Altering the gut microbiome may be a useful long-term therapeutic strategy for treating metabolic disorders. One approach is to genetically modify intestinal bacteria to secrete therapeutic compounds that mitigate against metabolic diseases and thereby provide continuous treatment without requiring continuous drug administration. To test the feasibility of this concept, we genetically modified the intestinal bacteria E. coli Nissle 1917 (EcN) to secrete N-acyl-phosphatidylethanolamines (NAPEs) by expressing NAPE acyltransferase (pNAPE-EcN). NAPEs are normally synthesized by the small intestine and then rapidly hydrolyzed to the highly anorexigenic N-acyl-ethanolamines (NAEs) by NAPE-specific phospholipase D (NAPE-PLD) in the intestine. We found that administration of pNAPE-EcN bacteria to mice in their drinking water markedly inhibited body weight and body fat gain of mice fed a high-fat diet compared to mice administered control bacteria or vehicle only. Hepatic levels of NAEs and of fatty acid gene expression were markedly increased by pNAPE-EcN administration, demonstrating that bacterially synthesized therapeutic compounds can be delivered to extra-intestinal tissues. Viable pNAPE-EcN was detected in fecal samples for at least four weeks after ending their administration in drinking water and body weight and body fat remained significantly lower than for control treated mice even 12 weeks post-administration, demonstrating that sufficient pNAPE-EcN persisted after administration to exert pharmacological effects.

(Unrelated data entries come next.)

PR #744, opened 2026-03-01
Remove topic name collection from topic import

loicgreffier:


src/main/java/com/michelin/ns4kafka/service/TopicService.java
```diff
@@ -107,13 +106,11 @@ public List<Topic> findByWildcardName(Namespace namespace, String name) {
...
      * @param namespace The namespace
-     * @param topic The topic name
+     * @param topicName The topic name
      * @return An optional topic
      */
-    public Optional<Topic> findByName(Namespace namespace, String topic) {
-        return findAllForNamespace(namespace).stream()
-                .filter(t -> t.getMetadata().getName().equals(topic))
-                .findFirst();
+    public Optional<Topic> findByName(Namespace namespace, String topicName) {
```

To test whether the anorexigenic effects of pNAPE-EcN required hydrolysis of NAPE to NAE, we coexpressed both NAPE-PLD and NAPE acyltransferase to generate bacteria that secrete NAEs (pNAE-EcN) but not NAPEs. In wild-type mice, administration of pNAE-EcN exerted similar effects as pNAPE-EcN. In NAPE-PLD null mice, administration of pNAE-EcN but not pNAPE-EcN significantly inhibited body weight and body fat gain on the high-fat diet. Thus hydrolysis of NAPE to NAE by NAPE-PLD is absolutely required for the anorexigenic effect of NAPE.
In summary, our studies provide proof-of-concept that incorporating bacteria engineered to secrete NAPE into the gut microbiota can be an effective long-term strategy for inhibiting development of obesity and provide insight into the mechanisms of action of these therapeutic bacteria.